The Protectorate was divided into five districts. A British district commissioner acted as overseer of the paramount chiefs in his district and as judge in serious crimes. Minor crimes and most civil matters were left to traditional systems. A single court to deal with crimes involving nonnatives was also created to serve the entire Protectorate. The chiefs were responsible for maintenance of order, recruitment of labor for public works, and collection of taxes. They worked under strong incentives: those who cooperated were rewarded with a share of the increased taxes they collected, educational opportunities for their children, and other benefits; those who opposed the district commissioner, even if attempting to defend the legitimate interests of their people, were removed.

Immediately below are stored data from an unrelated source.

PR #617, opened 2018-12-12
Handle multiple AOI URIs

### LINKED ISSUE #615: Handle multiple AOI URIs
It is convenient to have multiple AOIs associated with a scene stored in different files. This way the AOIs used for training / testing could be set by the experiment configuration script. However, it's not easy to do this at the moment because you can only set a single AOI file using `with_aoi_uri`. If we had a `with_aoi_uris` method, then we could handle this.

lewfish:
## Overview

This PR adds a `with_aoi_uris` method to `SceneConfigBuilder` to handle multiple files containing AOIs. This makes it easier to select arbitrary subsets of AOIs to associate with a scene when experimenting. The original `with_aoi_uri` method, and `aoi_uri` `Scene` protobuf fields are still intact and functional for backward compatibility, 

Closes #615

### DIFF
--- a/rastervision/protos/scene.proto
+++ b/rastervision/protos/scene.proto
@@ -22,5 +22,9 @@ message SceneConfig {
     optional LabelStoreConfig prediction_label_store = 4;
 
     // Optional AOI that describes where the scene is fully labeled.
+
+    // XXX here for backward compatibility
     optional string aoi_uri = 5;
+    
+    repeated string aoi_uris = 6;
 }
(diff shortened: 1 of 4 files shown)


rastervision/protos/scene.proto
```diff
@@ -22,5 +22,9 @@ message SceneConfig {
     optional LabelStoreConfig prediction_label_store = 4;
 
     // Optional AOI that describes where the scene is fully labeled.
+
+    // XXX here for backward compatibility
     optional string aoi_uri = 5;
```
jamesmcclain: XXX [may not be called for](https://softwareengineering.stackexchange.com/questions/65467/what-does-xxx-mean-in-a-comment) here.

lewfish: True, I took it out.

Little additional effort was made to change the local system until 1937.

Ownership of all land continued to be vested communally in the tribe, and its allocation for use was controlled by the chiefs. This helped to preserve the traditional order and kept Europeans and Creoles from owning any property in the Protectorate. It was also an example of the many distinctions between Colony (where land had long been held in individual freehold) and Protectorate. Economic development was spurred by the rapid completion in 1908 of the railroad to Pendembu on the country’s eastern fringe. It was a slow, narrow-gauge line that never succeeded in running at a profit. Nevertheless its construction, coinciding with the final ending of intertribal warfare, led to almost immediate reorganization of the economy. It provided a route for high-volume produce — palm nuts, kola nuts, rubber, and rice — which the interior had been capable of producing but could not earlier move to markets except as headloads along narrow trails. Between the end of the revolts and 1912 exports had tripled, and the government’s revenue from customs taxes had gone up even more. Palm oil and kola nuts were the mainstays of the country’s economy, and the income from their sale went largely to local small-holders since no plantations existed.

In 1937 Sierra Leone adopted the administrative system being utilized in northern Nigeria. The changes made involved primarily the financing of services within the chiefdoms. Each chiefdom, officially labeled a Tribal Authority, was to have its own budget and some local powers of taxation to replace the traditional income of the chiefs. Chiefs were placed on salary and allowances. The Protectorate government, restyled the Native Administration, was to be financed by the existing dwelling tax (which the 1898 war had not ended) and a head tax as well as the income from local courts. The new system was opposed by many chiefs, however, and was only instituted piecemeal across the country, nearly half the chiefdoms being without treasuries after World War II.

The attitude of the home government remained that the Colony and Protectorate must support their own administrations without British funds and that development should be left to private interests. This general philosophy was strengthened in practice by the effects of the depression of the 1930s and the subsequent economic burden on Great Britain of World War II. As a result government services remained very limited.

Sierra Leone, however, suffered less than many African countries during the worldwide depression because the loss of markets for its agricultural produce was made up for by the discovery of major diamond deposits in 1930 and the opening of a large iron mine near Port Loko in 1933. By 1938 the two mineral products constituted 65 percent of the country’s exports.